* **Directions**
Below are the records. List every line holding the word "that".

Data entries
Start of Block

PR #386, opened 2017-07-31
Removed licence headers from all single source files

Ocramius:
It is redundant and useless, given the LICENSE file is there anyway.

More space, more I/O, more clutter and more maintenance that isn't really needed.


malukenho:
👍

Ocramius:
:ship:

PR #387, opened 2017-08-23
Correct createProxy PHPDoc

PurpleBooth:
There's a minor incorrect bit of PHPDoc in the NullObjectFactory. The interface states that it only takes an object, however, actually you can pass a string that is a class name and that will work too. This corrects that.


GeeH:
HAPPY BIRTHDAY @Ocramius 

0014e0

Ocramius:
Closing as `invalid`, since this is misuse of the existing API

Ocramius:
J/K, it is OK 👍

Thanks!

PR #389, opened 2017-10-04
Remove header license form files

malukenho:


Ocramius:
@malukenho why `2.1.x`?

End of Block

* **Result of this task**
More space, more I/O, more clutter and more maintenance that isn't really needed.
There's a minor incorrect bit of PHPDoc in the NullObjectFactory. The interface states that it only takes an object, however, actually you can pass a string that is a class name and that will work too. This corrects that.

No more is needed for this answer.